*** Provided records ***
PR #2359, opened 2018-03-07
Fix existing PATH hack for Windows

ymanton:
The path list separator should be : not ; when running
under a Unix-like environment, otherwise this particular
path that's being added to the start of the list ends up
being prepended to the first path on the list and
invalidating both.

Also change back-slashes to forward-slashes to be
more consistent.

Signed-off-by: Younes Manton <ymanton@ca.ibm.com>

### DIFF
--- a/run_configure.mk
+++ b/run_configure.mk
@@ -83,7 +83,7 @@ endif
 ifneq (,$(findstring win_x86,$(SPEC)))
   include $(CONFIG_INCL_DIR)/configure_win_x86.mk
   # OMRTODO: this is J9 buildfarm specific code.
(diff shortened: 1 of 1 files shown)


charliegracie:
*** End of Provided records ***
▶ What to work on
When you answer, output each line of the data exactly as given, from its first line up to and including the one with "# OMRTODO: this".

▶ Answer below
PR #2359, opened 2018-03-07
Fix existing PATH hack for Windows

ymanton:
The path list separator should be : not ; when running
under a Unix-like environment, otherwise this particular
path that's being added to the start of the list ends up
being prepended to the first path on the list and
invalidating both.

Also change back-slashes to forward-slashes to be
more consistent.

Signed-off-by: Younes Manton <ymanton@ca.ibm.com>

### DIFF
--- a/run_configure.mk
+++ b/run_configure.mk
@@ -83,7 +83,7 @@ endif
 ifneq (,$(findstring win_x86,$(SPEC)))
   include $(CONFIG_INCL_DIR)/configure_win_x86.mk
   # OMRTODO: this is J9 buildfarm specific code.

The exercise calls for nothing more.